US equities finished lower for a 3rd straight week as a rebound in consumer confidence and signs of renewed strength in labor markets appeared to give the Fed more latitude for aggressive tightening of monetary policy. All sectors in the S&P 500 were down, with traditional defensives (utilities, health care, and staples) posting smaller declines while cyclicals and growth stocks faced sharper selling pressure. Small caps underperformed. And finally, international benchmarks echoed
the declines in the US.
Bond prices fell as rates moved higher for most of the week, although Friday saw a partial reversal after the monthly jobs report showed a few pockets of softness. Fed fund futures had gravitated towards a 75bp September rate hike in the days following Powell’s speech, but shifted back to virtually even odds of either 75 or 50bp on Friday. Credit spreads moved wider over the course of the week as equities declined, causing corporate bonds to underperform.
It was a big week for economic news:
- US Manufacturing PMIs from ISM (52.8) and S&P (51.5) were steady
- Factory (-1.0%) and Durable Goods (-0.1%) orders shrank in July
- Consumer Confidence (Conf.

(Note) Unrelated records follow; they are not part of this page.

PR #1468, opened 2016-07-07
Support Genie and Drunken Dwarf in randoms

Moosheplusplus:
Rather than dismissing Genie and Drunken Dwarf, player will interact with the NPCs to collect their items.


rs-sliske:
agree with the genie, although it would also mean bringing back the option for what skill to put lamps in

dwarf only gives junk

rick turpentine normally gives coins / gems which could be useful

Timer:
I'm not a fan of this, let's leave this up to scripts.

Moosheplusplus:
Scripts don't have any control over it, though

PR #2755, opened 2024-10-30
chore: Automatically updates Terraform version used in repository and test-suite

maastha:
## Description

Automatically updates Terraform version used in repository and test-suite.

This job will create a PR like https://github.com/mongodb/terraform-provider-mongodbatlas/pull/2756 when a change in supported TF versions is detected.

Link to any related issue(s): [CLOUDP-243394](https://jira.mongodb.org/browse/CLOUDP-243394)

## Type of change:

## Required Checklist:


.github/workflows/update-tf-versions.yml
```diff
@@ -30,4 +30,29 @@ jobs:
           commit-message: "doc: Updates Terraform Compatibility Matrix documentation"
           delete-branch: true
           branch: terraform-compatibility-matrix-update
-          body: "Automatic updates for Terraform Compatibility Matrix documentation. **Action Required**: Update test-suite.yml, .tools-version files, and TF_VERSION_LATEST GitHub environment variable if needed."
+          body: "Automatic updates for Terraform Compatibility Matrix documentation. **Action Required**: Update TF_VERSION_LATEST GitHub environment variable if needed."
```
lantoli: if this PR is being generated with this PR:  https://github.com/mongodb/terraform-provider-mongodbatlas/pull/2756/files

I think it's better to keep:  schedule_terraform_matrix: '["${{ vars.TF_VERSION_LATEST }}"]'
so not changing it to:   schedule_terraform_matrix: '["1.9.x"]'

lantoli: also not sure about the change to .tool-version from: terraform 1.9.7
to: terraform 1.9.0

not sure why it's being downgraded, in fact it would be great if it upgrades to 1.9.8 that is the latest version

lantoli: can we also update these 2 files? 
https://github.com/mongodb/terraform-provider-mongodbatlas/blob/master/scripts/generate-doc.sh#L35
https://github.com/mongodb/terraform-provider-mongodbatlas/blob/master/scripts/generate-docs-all.sh#L29

maastha: >I think it's better to keep: schedule_terraform_matrix: '["${{ vars.TF_VERSION_LATEST }}"]'
so not changing it to: schedule_terraform_matrix: '["1.9.x"]'

Could you share more on why it shouldn't be updated? Currently TF_VERSION_LATEST is set to 1.9.x in the repo so it won't really make a difference so I think it's better to automate it to reduce one manual dependency.


>also not sure about the change to .tool-version from: terraform 1.9.7
to: terraform 1.9.0

It looks like a downgrade right now because we have been manually maintaining that. The idea is that these updates should happen automatically when a new major TF version is released. We're currently not keeping track of minor versions.

scripts/update-tf-version-in-repository.sh
```diff
@@ -0,0 +1,35 @@
...
+#
+# Unless required by applicable law or agreed to in writing, software
+# distributed under the License is distributed on an "AS IS" BASIS,
+# WITHOUT WARRANTIES OR CONDITIONS OF ANY KIND, either express or implied.
+# See the License for the specific language governing permissions and
+# limitations under the License.
+set -euo pipefail
+
+# example value of TF_VERSIONS_ARR='["1.9.x", "1.8.x", "1.7.x"]'
+TF_VERSIONS_ARR=$(./scripts/get-terraform-supported-versions.sh "false")
```
EspenAlbert, line 19: [nit] would be nice to use `./scripts/get-terraform-supported-versions.sh "latest"` and do the LATEST_TF_VERSION logic in the script

EspenAlbert (approved):
Nice. I like the idea of fewer commits due to terraform minor upgrade, and not having to rely on the vars.TF_VERSION_LATEST 👍

lantoli:
hi @maastha cc @EspenAlbert , some context that can help:
Current value for TF_VERSION_LATEST is 1.9.x, so scripts/tools/GHA/features using it will pick the latest patch for 1.9, it's currently 1.9.8.

However there are some tools/features like .tool-versions, or generate-doc.sh and generate-docs-all.sh (for tfplugindocs generate) that need an explicit version like 1.9.8, 1.9.x can not be used in these cases. 
So in that case i think we should use the latest  patch to make it equivalent to tools using the .X notation.  E.g. I think it's better to have now 1.9.8 in .tool-versions instead of 1.9.0 so we can anticipate problems in the latest published TF version. Similarly for  tfplugindocs generate tool.

Additionally I think it's better to use TF_VERSION_LATEST directly when format 1.9.x can be used, instead of having explicitly 1.9.x in those tools, so we don't need to update many files when a major TF version is released.  ( note that TF_VERSION_LATEST doesn't need to be updated for minor releases)

edit: i see TF_VERSION_LATEST is used in 4 places, i'm ok if we want to delete the var and use 1.9.x directly, and update them when a major release comes.   But I still think we should update patches in tools not supporting .X notation.

tf_var

.github/workflows/update-tf-versions.yml
lantoli: added a comment to the PR with context

maastha: @lantoli updated to use the latest patch version wherever applicable. This is the new PR: https://github.com/mongodb/terraform-provider-mongodbatlas/pull/2759/files 

Yet to update the occurrences of TF_VERSION_LATEST in acceptance-tests and examples.yml, I'll create a ticket for that if I'm not able to get that to work by EOD.

lantoli: nice!

lantoli (approved):
LGTM, thanks for the follow-ups

scripts/update-tf-version-in-repository.sh
```diff
@@ -0,0 +1,40 @@
...
+DOC_ALL_SCRIPT="scripts/generate-docs-all.sh"
+
+LATEST_TF_VERSION=$(echo "$TF_VERSIONS_ARR" | sed -E 's/^\["([^"]+).*/\1/')
+
+# Update Terraform versions in test-suite.yml
+sed -i.bak -E "/^ *terraform_matrix:/,/^ *provider_matrix:/ s|(default: ')[^']*(')|\1$TF_VERSIONS_ARR\2|" "$TEST_SUITE_YAML_FILE"
+
+sed -i.bak -E "s|schedule_terraform_matrix: '.*'|schedule_terraform_matrix: '[\"$LATEST_TF_VERSION\"]'|" "$TEST_SUITE_YAML_FILE"
+
+# Update patch version occurences
```
lantoli:
```suggestion
# Update patch version occurrences
```

.github/workflows/update-tf-versions.yml
maastha: Created https://jira.mongodb.org/browse/CLOUDP-281749 to replace TF_VERSION_LATEST

PR #2795, opened 2024-11-13
chore: Initial implementation of Move State

lantoli:
## Description

Initial implementation of Move State.  Three approaches are shown so the best one can be chosen:
- Preferred: This is the recommended way by Hashicorp. Schema and model must be defined in TFP format. They can be reused if source resource is in TPF, if not, they must be created. It's more work but it has safer types so it can be a good option if full transformation logic is needed.
- Raw state: Only the model needs to be done (not full model, only attributes we want to read), but access to attributes is a bit harder as it has to be done individually. It can be a good alternative if we only need to extract project_id and cluster_name and leave the state creation to Read operation.
- JSON: Similar to previous approach, we only need to define model for project_id and cluster_name fields if we only need those. It's a bit more convenient to access the fields but problem is according to JSON attribute doc:  "it is not safe to assume that all states written by 0.12.0 or higher will be in JSON format; future versions may switch to an alternate encoding for states."

Link to any related issue(s): CLOUDP-283855

## Type of change:

## Required Checklist:

### DIFF
--- a/internal/service/advancedclustertpf/move_state.go
+++ b/internal/service/advancedclustertpf/move_state.go
@@ -2,36 +2,123 @@ package advancedclustertpf
 
 import (
 	"context"
+	"strings"
 
 	"github.com/hashicorp/terraform-plugin-framework-timeouts/resource/timeouts"
 	"github.com/hashicorp/terraform-plugin-framework/attr"
+	"github.com/hashicorp/terraform-plugin-framework/path"
 	"github.com/hashicorp/terraform-plugin-framework/resource"
 	"github.com/hashicorp/terraform-plugin-framework/types"
+	"github.com/hashicorp/terraform-plugin-go/tftypes"
 )
 
+// TODO: We temporarily use mongodbatlas_database_user instead of mongodbatlas_cluster to set up the initial environment
 func (r *rs) MoveState(context.Context) []resource.StateMover {
 	return []resource.StateMover{
 		{
-			StateMover: func(ctx context.Context, req resource.MoveStateRequest, resp *resource.MoveStateResponse) {
-				timeout := timeouts.Value{
-					Object: types.ObjectValueMust(
-						map[string]attr.Type{
-							"create": types.StringType,
-							"update": types.StringType,
-							"delete": types.StringType,
-						},
-						map[string]attr.Value{
-							"create": types.StringValue("30m"),
-							"update": types.StringValue("30m"),
-							"delete": types.StringValue("30m"),
-						}),
-				}
-				tfNewModel, shouldReturn := mockedSDK(ctx, &resp.Diagnostics, timeout)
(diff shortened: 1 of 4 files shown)


internal/service/advancedclustertpf/move_state.go
```diff
@@ -0,0 +1,124 @@
...
+
+	"github.com/hashicorp/terraform-plugin-framework-timeouts/resource/timeouts"
+	"github.com/hashicorp/terraform-plugin-framework/attr"
+	"github.com/hashicorp/terraform-plugin-framework/path"
+	"github.com/hashicorp/terraform-plugin-framework/resource"
+	"github.com/hashicorp/terraform-plugin-framework/types"
+	"github.com/hashicorp/terraform-plugin-go/tftypes"
+)
+
+// TODO: We temporarily use mongodbatlas_database_user instead of mongodbatlas_cluster to set up the initial environment
```
lantoli, line 26: so we don't need to wait until a cluster is created every time, of course this will be changed to cluster once all the initial setup is done

internal/service/advancedclustertpf/move_state_test.go
```diff
@@ -0,0 +1,127 @@
...
+				Check: resource.ComposeAggregateTestCheckFunc(
+					resource.TestCheckResourceAttr(resourceName, "name", clusterName),
+					resource.TestCheckResourceAttr(resourceName, "project_id", projectID),
+				),
+			},
+		},
+	})
+}
+
+func TestAccAdvancedCluster_move_rawstate(t *testing.T) {
```
lantoli, line 37: test code is duplicated but is not refactored because we'll use only one approach, this is to show the different possible approaches

EspenAlbert (approved):
Interesting! Thank you for presenting the three methods! Really nice to see acutal implementations :clap:
I guess the `preferred` method we could import the `TFModel` using the `from` resource package directly and parse as usual.

Otherwise, it seems like we have to defined a new model representing `from` resource. 
IMO: `JSON` model is the simplest to define and I don't see any value in using `req.SourceRawState` over `req.JSON`. But maybe I'm missing something?

lantoli:
@EspenAlbert I updated the PR description about JSON problem: "it is not safe to assume that all states written by 0.12.0 or higher will be in JSON format; future versions may switch to an alternate encoding for states."

also found that we can pass in rawstate options `tfprotov6.UnmarshalOpts{ValueFromJSONOpts: tftypes.ValueFromJSONOpts{IgnoreUndefinedAttributes: true}})` to ignore undefined fields so similarly to JSON we don't need to define the full model, PR description updated

lantoli:
@EspenAlbert about `preferred` model we don't have it for cluster, we set attributes individually, and I assume we won't have models for any resource in SDKv2

PR #1735, opened 2023-12-11
refactor: Migrates advanced_cluster resource to TPF - DO NOT DELETE BRANCH

maastha:
## Description

Please include a summary of the fix/feature/change, including any relevant motivation and context.

Link to any related issue(s):

## Type of change:

- [ ] Bug fix (non-breaking change which fixes an issue). Please, add the "bug" label to the PR.
- [ ] New feature (non-breaking change which adds functionality). Please, add the "enhancement" label to the PR.
- [ ] Breaking change (fix or feature that would cause existing functionality to not work as expected). Please, add the "breaking change" label to the PR.
- [ ] This change requires a documentation update
- [ ] Documentation fix/enhancement

## Required Checklist:

- [ ] I have signed the [MongoDB CLA](https://www.mongodb.com/legal/contributor-agreement)
- [ ] I have read the [contribution guidelines](https://github.com/mongodb/terraform-provider-mongodbatlas/blob/master/CONTRIBUTING.md)
- [ ] I have checked that this change does not generate any credentials and that **they are NOT accidentally logged anywhere**.
- [ ] I have added tests that prove my fix is effective or that my feature works per HashiCorp requirements
- [ ] I have added any necessary documentation (if appropriate)
- [ ] I have run make fmt and formatted my code
- [ ] If changes include deprecations or removals, I defined an isolated PR with a relevant title as it will be used in the auto-generated changelog.

PR #2798, opened 2024-11-13
chore: Adds Update Request Dumping for adv_cluster TPF

EspenAlbert:
## Description

- Adds Update Request Dumping ClusterDescription
  - Solved with a generic approach described in `patch_payload.go`: [func PatchPayloadNoChanges[T any](state, plan, reqPatch *T) (bool, error) {](https://github.com/mongodb/terraform-provider-mongodbatlas/blob/dfded2d4eb549f7e45f395a85e8ee04019ae08d5/internal/common/conversion/patch_payload.go#L120)
  - And used by `patch_framework.go` with [func PatchPayloadHasChangesTpf[T any, R any](ctx context.Context, diags *diag.Diagnostics, state, plan *T, converter func(ctx context.Context, input *T, diags *diag.Diagnostics) *R, reqPatch *R) bool {](https://github.com/mongodb/terraform-provider-mongodbatlas/blob/dfded2d4eb549f7e45f395a85e8ee04019ae08d5/internal/common/conversion/patch_framework.go#L10)
  - Invoked by `resource.go` with: 
    - [patchReq := &admin.ClusterDescription20240805{}](https://github.com/mongodb/terraform-provider-mongodbatlas/blob/dfded2d4eb549f7e45f395a85e8ee04019ae08d5/internal/service/advancedclustertpf/resource.go#L103-L104)
    - [clusterChanges := conversion.PatchPayloadHasChangesTpf(ctx, diags, &state, &plan, NewAtlasReq, patchReq)](https://github.com/mongodb/terraform-provider-mongodbatlas/blob/dfded2d4eb549f7e45f395a85e8ee04019ae08d5/internal/service/advancedclustertpf/resource.go#L104)
- Adds support for using both Legacy ProcessArgs and current ProcessArgs
- Some of the `testdata/*.json` payloads needed to be manually updated due to [Data Consistency Errors](https://developer.hashicorp.com/terraform/plugin/sdkv2/resources/data-consistency-errors#finding-data-consistency-errors), see more [details in Outcomes doc](https://docs.google.com/document/d/1QxrB1BOiMCvUjwAsllG0M3rHKl6ymKJOEF6L5aNYJmE/edit?tab=t.0#heading=h.7vh9rm5y86nc) (follow up PR will automate this process)
- Adds test case for sharded cluster
- New 3rd parties:
  - `go get github.com/evanphx/json-patch/v5`
    - [repo](https://github.com/evanphx/json-patch)
  - `go get github.com/wI2L/jsondiff@latest`
    - [repo](https://github.com/wI2L/jsondiff)
  - Both libraries works with [RFC6902 JavaScript Object Notation (JSON) Patch operations](https://datatracker.ietf.org/doc/html/rfc6902#section-4.1)
- [Next step](https://jira.mongodb.org/browse/CLOUDP-284793) is doing "proper" mocking with the SDK and cleaning up all these `*.json` files and add more tests cases

Link to any related issue(s): CLOUDP-284479

## Type of change:

## Required Checklist:


oarbusi:
nit: naming and package of `PatchPayloadHasChangesTpf` and `PatchPayloadNoChanges` methods are misleading IMO. methods are returning booleans (and not converting objects from what I understand) but are in the `conversion` package. Maybe creating a new patchpayload package and renaming the methods would help to make this clearer

internal/common/conversion/patch_framework.go
```diff
@@ -0,0 +1,22 @@
+package conversion
+
+import (
+	"context"
+	"fmt"
+
+	"github.com/hashicorp/terraform-plugin-framework/diag"
+)
+
+func PatchPayloadHasChangesTpf[T any, R any](ctx context.Context, diags *diag.Diagnostics, state, plan *T, converter func(ctx context.Context, input *T, diags *diag.Diagnostics) *R, reqPatch *R) bool {
```
AgustinBettati: might be good to document what T and R capture respectively. I understand T would be the TPF model, while R would be the SDK PATCH model?
Maybe the converter function can also be extracted to a type alias just from better readability.

internal/common/conversion/patch_payload.go
```diff
@@ -0,0 +1,166 @@
...
+		return nil, err
+	}
+	decodedPatch, err := jsonpatch.DecodePatch(patchKeyBytes)
+	if err != nil {
+		return nil, err
+	}
+	return decodedPatch, nil
+}
+
+// PatchPayloadNoChanges uses the state and plan to changes to find the patch request, including changes only when:
```
EspenAlbert: This might be a good place to start reading after the PR Description
(Only docstring, and then having a look at the test cases)

internal/common/conversion/patch_payload.go
```diff
@@ -0,0 +1,166 @@
...
+// - --> Except specific computed attributes in nested_attributes (e.g., `replication_spec[*].(id|zone_id`)
+// - The state and plan can be dumped to json
+// How it works:
+// 1. Use `jsondiff` to find the patch, aka. operations to go from state to plan
+// 2. Groups the operations by attribute name
+// 3. Filters the operations to only include replaced or added values
+// 4. Adds nested "removed" values from the state to the request
+// 5. Use `jsonpatch` to apply each attribute plan & state patch to an empty JSON object
+// 6. Update `reqPatch` pointer with the final JSON object marshaled to `T` or return true if no changes (`{}`)
+func PatchPayloadNoChanges[T any](state, plan, reqPatch *T) (bool, error) {
```
AgustinBettati: In terms of PATCH with array properties that have nested elements, curious how this scenario is handled. Asking as from latest conversation with upstream team Cluster API if there is any change within replicationSpecs/regionConfigs the expectation is to send all elements and each element providing its properties.

internal/service/advancedclustertpf/resource.go
```diff
@@ -91,19 +93,50 @@ func (r *rs) Read(ctx context.Context, req resource.ReadRequest, resp *resource.
...
+	var state, plan TFModel
+	diags := &resp.Diagnostics
+	diags.Append(req.Plan.Get(ctx, &plan)...)
+	diags.Append(req.State.Get(ctx, &state)...)
+	if diags.HasError() {
 		return
 	}
-	tfNewModel, shouldReturn := mockedSDK(ctx, &resp.Diagnostics, plan.Timeouts)
+	patchReq := &admin.ClusterDescription20240805{}
+	clusterChanges := conversion.PatchPayloadHasChangesTpf(ctx, diags, &state, &plan, NewAtlasReq, patchReq)
```
AgustinBettati: As a more general doubt, I am curious what are the downsides of going for an approach of sending all information in the PATCH request as done in other (if not all) TPF resources implementations. Automation is also a factor to keep in mind.
I understand cluster schema is much more complex so there might be more considerations, but we have to weigh in the additional complexity from our side if we go for the approach of forming partial patch requests.

AgustinBettati (commented):
some doubts and suggestions, definitely an interesting idea of creating the same SDK model from the state and config to capture actual differences.

EspenAlbert:
> nit: naming and package of `PatchPayloadHasChangesTpf` and `PatchPayloadNoChanges` methods are misleading IMO. methods are returning booleans (and not converting objects from what I understand) but are in the `conversion` package. Maybe creating a new patchpayload package and renaming the methods would help to make this clearer

The `converter` argument is doing the conversion.
However, I agree that another package can be beneficial. 

@oarbusi 
WDYT `common/patch`? then I can rename the function to be: `patch.PayloadHasChangesTpf(...)`

internal/common/conversion/patch_framework.go
EspenAlbert: Good point, changing in 8b827e86519db

EspenAlbert: For the converter, looks like a generic type alias is expected to come [early in 2025](https://medium.com/@okoanton/generic-type-aliases-in-go-1-24-what-they-are-and-why-we-need-them-07ca05539500)

internal/common/conversion/patch_payload.go
EspenAlbert: Added test in 790d5322aa0865b2032d16c443c670fef5c5298f

EspenAlbert: Added fix in 24a0f30c648075ff704cbc537898a050f3edff2a

internal/service/advancedclustertpf/resource.go
EspenAlbert: Good point, some thoughts:
1. Avoid sending updates if they are not needed to reduce change time
  - This is especially true for resources with multiple endpoints, e.g., if only adv_config has changed we shouldn't send a cluster PATCH (this is done now)
  - Uncertain how much partial updates requests reduce backend time but whenever we can skip a request I think it has a high value and will greatly reduce `apply` time
  - Might also decrease the chance of sending a deprecated field
2. Performance due to smaller payloads (minor importance)
3. Debugging help (minor importance) (if there are any errors it can be easier to see what exactly changed)

The downside is the "magic" and the risk of an incomplete solution. But I prefer it to [100s of lines checking for changes](https://github.com/mongodb/terraform-provider-mongodbatlas/pull/1735/files#diff-518b3a200e851d92e5dbe0e7882bc66180011a09895ca7b2370d5fd0a3ee5834R154)

internal/common/conversion/patch_framework.go
```diff
@@ -0,0 +1,22 @@
+package conversion
+
+import (
+	"context"
+	"fmt"
+
+	"github.com/hashicorp/terraform-plugin-framework/diag"
+)
+
+func PatchPayloadHasChangesTpf[TFModel any, SDKRequest any](ctx context.Context, diags *diag.Diagnostics, state, plan *TFModel, converter func(ctx context.Context, input *TFModel, diags *diag.Diagnostics) *SDKRequest, reqPatch *SDKRequest) bool {
```
lantoli: what about reqPatch *SDKRequest being the returned value instead of bool, nil meaning there are no changes or an  errors was added to diagnostics? or it's because you can't create in in the func using like reqPatch := new(SDKRequest) ?

internal/common/conversion/patch_payload.go
```diff
@@ -0,0 +1,180 @@
...
+
+	jsonpatch "github.com/evanphx/json-patch/v5"
+	"github.com/wI2L/jsondiff"
+)
+
+type attrPatchOperations struct {
+	data map[string][]jsondiff.Operation
+}
+
+const rootAttributeName = "not|valid|identifier"
```
lantoli: what are the | in "not|valid|identifier" ?

internal/service/advancedclustertpf/resource.go
lantoli: It's true that this is more complex, but I think it's more complex this generic "engine", but resources will be simpler to do, so the complexity is narrowed to this generic implementation, that we need to test it thoughtfully.

lantoli (approved):
LGTM, as this is a new resource, I think it's ok to merge and continue to validate this is a good approach to follow.

lantoli:
> WDYT common/patch? then I can rename the function to be: patch.PayloadHasChangesTpf(...)

@EspenAlbert  or maybe common/update to say where it can be useful

internal/common/conversion/patch_framework.go
EspenAlbert: Thanks! Worked! 10529bede4db38b0bd967d303e3972b1852af8f3

internal/common/conversion/patch_payload.go
EspenAlbert: Initially, to ensure no collision. But can simply use `""`. Changed to 9aea7077af0f28573e7391c1fa3795b19fea7001

EspenAlbert:
> > WDYT common/patch? then I can rename the function to be: patch.PayloadHasChangesTpf(...)
> 
> @EspenAlbert or maybe common/update to say where it can be useful

Thanks for the feedback <3 
Went for this approach: `update.PatchPayloadTpf`

internal/common/conversion/patch_payload.go
AgustinBettati: thanks! One additional scenario you may want to add is having an additional replication spec [here](https://github.com/mongodb/terraform-provider-mongodbatlas/commit/24a0f30c648075ff704cbc537898a050f3edff2a#diff-781277f1db7d7d3121a7d2235442c297324ddd774a9b7d209456f3e891a412c4R135) (in both the state and plan) and ensure we are sending it in the PATCH.

internal/service/advancedclustertpf/resource.go
AgustinBettati: Yes its definitely great that we get a generic implementation for other resources. I do also like that it relies on conversion functions (to created the update SDK models), so effectively using this function can be an opt-in for each resource.
The point about "This is especially true for resources with multiple endpoints" is the point that has most value IMO, so for resources that consume single update method we might not have this need.

AgustinBettati (approved):
LGTM, left a follow up suggestion for another test case but feel free to include in follow PR

internal/common/conversion/patch_payload.go
EspenAlbert: Is it this scenario or something different? @AgustinBettati 
["New list entry added should be included": {](https://github.com/mongodb/terraform-provider-mongodbatlas/blob/c3b6c4f4754998176e337daffcc65836de68d7c2/internal/common/update/patch_payload_test.go#L83)

AgustinBettati: might be slightly different, was thinking for that same test case adding another replication spec element in both the state and plan (that has no changes) and will need to be included in the PATCH.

Board) rebounded to a 3-month high of 103.2
- Heavily lagged home price data showed sharp deceleration in June
- US job openings (11.2mn) rebounded while initial jobless claims (232k) fell
- Nonfarm payroll growth of +315k exceeded consensus estimates of +298k
- Average weekly hours worked fell slightly to 34.5 hrs
- Unemployment (3.7%) rose on a +30bp labor force participation rate (62.4%)
Albion’s “Four Pillars”
Economy & Earnings
US GDP growth fell in Q1 (-1.6%) and in Q2 (-0.6%), but job creation remained strong in 1H22 with 2.75mn NFP added. Consensus calls for slow growth in 2H22 despite weak consumer confidence and softer housing and labor markets. Corporate operating margins remained robust in 1H22, but many companies have warned that inflation could pressure margins going forward.
The S&P 500’s forward P/E of 16x is slightly above the long run average, and more predictive valuation metrics like CAPE, Tobin’s Q, and the Buffett Indicator (Mkt Cap / GDP) suggest that compound annual returns over the next decade are likely to be in the single digits.
Rates have risen across the curve in 2022 in response to a shift in monetary policy. Fed Fund Futures markets are pricing in a total of 14 25bp rate hikes in 2022, with an implied Fed Funds target rate floor of 3.50% by year end.
Inflation is at 40yr highs as supply chain disruptions, labor shortages, and rising energy prices have impacted input costs for many businesses. That said, core inflation has been trending lower for several months now, and headline inflation also eased lower in July data thanks to falling energy prices.